Somehow, despite actively deciding not to play a campaign that comprises a supposed 3rd of this game's collective canon, I don't feel like I'm missing anything. (Proverbially, that is. Because I still didn't know who tf Thales is.) In this 3rd route I would be partnered up with Claude, with whom every interaction I had convinced me he was utterly uninteresting and largely an afterthought. Conversations with friends and online discourse have since convinced me I was almost definitely right. This mfer Claude presents no drama and no stakes whatsoever. His literal capital city is under siege by imperial forces and innocent civilians are being butchered in the streets and he's doing a fuckin winky face at the camera like "haha, Dimitri'll show up to back us up, I just know it ;)" whatever man, give me something, please. Give me any character trait other than downplaying all of the stakes and drama the other characters bring to the story. Three Houses' characters, even by Fire Emblem standards are really quite bad. I suspect this is because there's so many of them that the writers struggled to find deep or interesting personalities for all of them beyond their like - one gimmicky character trait that they're allowed. Some of them pleasantly surprised me by being deeper than their "one thing" initially suggests, I'm thinking of Sylvain, Hubert, Dorothea etc. but man some of the most boring, one-note characters in Fire Emblem history are in this game and that's SAYING SOMETHING. Cyril, Leonie, Raphael, Mercedes, Ashe, get in the bin man.

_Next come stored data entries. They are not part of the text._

PR #197, opened 2022-03-11
Export Demographics

SashaWeinstein:
# Export Demographics with ACS PUMS, Decennial Census and Census PUMS

This PR includes two different upgrades to the project. First there is Max's work to ingest Erica's census data and put it into EDDT format. Second there is code to clean up the output without changing any numbers. This includes work to reorder columns and changing column labels.  It's combined into one because I integrated Max's changes while also making changes to the ACS PUMS aggregation. 

## Decennial Census and 2000 Census PUMS

Max wrote this code, figuring out the regex to efficiently rename the column and coding up the mapping to our naming convention. This code can be used as a jumping-off point for other functions to ingest data from population. 

## Change column names in ACS PUMS Aggregation

The columns in the aggregated ACS PUMS data are named in the code in the `statistical/` folder. These are changes like "_count" being taken out, underscores converted to dashes, etc. 

## Refactor order columns

Code to reorder columns was taken out of the `PUMSAggregator` class and moved to a new 'aggregation_helpers.py' file. This code applied to ACS PUMS and census PUMS to ensure that they have the same column order. There are two  differences between the order column processes for ACS and census PUMS. The first is that denominator columns are labeled differently. The second is that age medians only have to be reordered for census PUMS as the order that the calculate code is called for ACS PUMS orders the columns correctly by default. 

## Quick fixes to external review PUMS

The version of external review PUMS relies on if/else statements that are inflexible. It makes sense to merge in this half-completed state as we won't use this code in the files we produce for the Apr 1st deadline. 

## Future upgrades

Some docstrings point to future upgrades that will happen in the more distant future

## Clean up internal review

Many files that we've already checked are deleted from internal review.


mbh329 (approved):
The logic looks good - dropped a few comments and a question but otherwise this all makes sense to me. A lot of the changes have to do with the column renaming from - to _, the code I wrote in the initial pull reqs and building out the collate steps to handle the new datasets. I think the refactoring of the `aggregate_PUMS` and moving those into the `aggregation_helpers.py` makes sense

aggregate/PUMS/count_PUMS_demographics.py
```diff
@@ -68,11 +68,11 @@ def LEP_assign(self, person):
 
     def age_bucket_assign(self, person):
         if person["AGEP"] < 16:
-            return "PopU16"
+            return "age_popu16"
```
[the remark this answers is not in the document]
SashaWeinstein: yep

external_review/external_review_PUMS.py
```diff
@@ -9,28 +9,97 @@
...
+            final = pd.concat([dec_census, ACS_PUMS], axis=1)
+
+    folder_path = f".staging/{eddt_category}"
+    if not path.exists(folder_path):
+        makedirs(folder_path)
+    final.to_csv(f".staging/{eddt_category}_{str(year)}_{geography}.csv")
+    return final
+
+
+def save_demographics(
```
td928, line 50: I see there is an inline comment about this should be deleted. @SashaWeinstein can confirm?

aggregate/decennial_census/census_2000_PUMS.py
```diff
@@ -0,0 +1,143 @@
...
+    Housing Security and Quality category indicators"""
+    df = df.drop(
+        df.filter(regex="P25pl|LTHS|HSGrd|SClgA|BchD|Occ|OOcc|ROcc").columns, axis=1
+    )
+    return df
+
+
+def remove_duplicate_cols(df):
+    """Excel spreadsheet has some duplicate columns that Erica used for calculations
+    - keep columns ending with Z for now"""
```
AmandaDoyle, line 58: Noting that we're always keeping the "Z" column

aggregate/housing_security/three_or_more_maintenance_deficiencies.py
```diff
@@ -3,7 +3,6 @@
 from ingest.load_data import load_HVS
 from aggregate.race_assign import HVS_race_assign
 from statistical.calculate_counts import calculate_counts
-from aggregate.clean_aggregated import sort_columns
 from ingest.clean_replicate_weights import rw_cols_clean
 from internal_review.set_internal_review_file import set_internal_review_files
```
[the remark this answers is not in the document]
td928: I think we now know we will take their data to redo this

tests/export/test_census_collate.py
```diff
@@ -0,0 +1,40 @@
...
+demos_2000 = save_PUMS(year="2000", **save_kwargs)
+demos_0812 = save_PUMS(year="0812", **save_kwargs)
+demos_1519 = save_PUMS(year="1519", **save_kwargs)
+
+
+def test_matching_column_orders_demographics_0812_1519():
+    assert (demos_0812.columns == demos_1519.columns).all()
+
+
+def test_matching_column_orders_demographics_2000_0812_1519():
```
td928, line 25: I really like those tests and we will need to do them again for the demographics "redo"

AmandaDoyle (approved):
I left one comment.  If I need to weigh in on any other comments please flag.

tests/export/test_census_collate.py
SashaWeinstein: ok nice, would love your input on future tests. I stopped testing my code when I was trying to hit our deadline for demographics last week and think that was a bad decision. I'm seeing that testing saves time even on short turnarounds

aggregate/decennial_census/census_2000_PUMS.py
SashaWeinstein: nice catch, removed that line in docstring

external_review/external_review_PUMS.py
SashaWeinstein: sorry what inline comment are you speaking of?

external_review/external_review_PUMS.py
```diff
@@ -9,28 +9,97 @@
...
+    eddt_category,
+    geography,
+    year,
+    test_data: bool = False,
+):
+    """Not used, can deleted if export works"""
```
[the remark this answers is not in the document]
td928: also it seems now it needs to merge in change from dev first

td928:
let me know if the way I changed it made sense. Thanks! @SashaWeinstein

SashaWeinstein:
I think those changes do make sense! I was going to make them but was unsure. Did you run `python3 -m external_review.external_review_PUMS demographics <year> <geography>` to check that it works? That is what I would to double check that nothing broke. Don't think it did but always want to be careful

td928:
Hey @SashaWeinstein I think I might have messed up my branch and struggling with resolving it now. Did the export worked on your end?

tests/export/test_census_collate.py
mbh329: Would also like to chat with you both on the tests, I think with Erica's data it should be a little easier to get the expected number of columns (each indicator should have 5 columns by race + 5 columns for the total population) so that might be a simple way to check out DO outputs

SashaWeinstein:
Hey sorry I missed this @td928. can help now

td928 (approved):
Hey I am going to approve and let this be merged in since the changes from dev looks good to me. Still can't test it on my end since I messed up by having my branch and remote diverged.

SashaWeinstein:
Ok neat, running tests on my machine. 

@mbh329's comments that we should check that outputted dataframes have exactly the number of columns we expect is very smart. Better to think about how many columns we expect (x indicators + y crosstabs * z columns for estimate, moe, etc) and check against that number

Not even some incredibly shallow characters can drag down the game's overall story, though, which is far more complex and competent than any FE game since the Tellius games in my opinion. There are some flubs here and there - (in the Black Eagles route shortly after the Death Knight joined me, Edelgard goes "oh yeah he's with us, I'll explain later" and she literally never did. One of those random choir events came up on my calendar during the academy section shortly after and he's just there?? The fucking Death Knight?? I'm just singing choir with him?? Bro, explain yourself to me!! Someone explain this shit to me holy shit!!) but by and large the plot is far more mature and features far more moral ambiguity than any FE in like, 10 years. Overall, I agree with Edelgard's motives, but during her route I kinda felt like the bad guy! And I think Dimitri is ultimately ignorant and flawed in his approach by preserving the church, but during his route I felt like the good guy! I kinda like that! (Tho I think the game could've made Edelgard seem a bit less evil, ahaha)

Overall, it's a messy game but one with a lot of ambition that I really respect out of a series I was worried might be resting on its laurels after Fates. Some of the things it reaches for like the Academy actually work surprisingly well - its Persona-like gameplay and time management doing a really great job at making you think about and manage your resources. You can't just grind endlessly to get broken in this game, there's a very smart limit on how many optional battles you can do. Nice! But some of the other things it reaches for like the branching narrative and consequently huge cast come back to bite it in the ass. If this'd been "Fire Emblem: Two Houses" and you cut The Golden Deer entirely, you coulda used that time to add some depth to more of the characters, brush up on the structure and maybe make both campaigns (particularly Black Eagles) a bit longer. You also could've maybe made the Academy look a bit prettier! Good lord the Switch can not handle ambition like this! What the fuck is up with the fruit? What the fuck is up with the fruit?

The perfect Fire Emblem game is in here, in the same way that it's in most other Fire Emblem games. As ever, you've just gotta deal with a side order of shit to get it. But my experience with Three Houses errs a lot more on the positive side than say - Fates. I certainly respect this game a hell of a lot more for how much it goes for, and how much it pulls off successfully.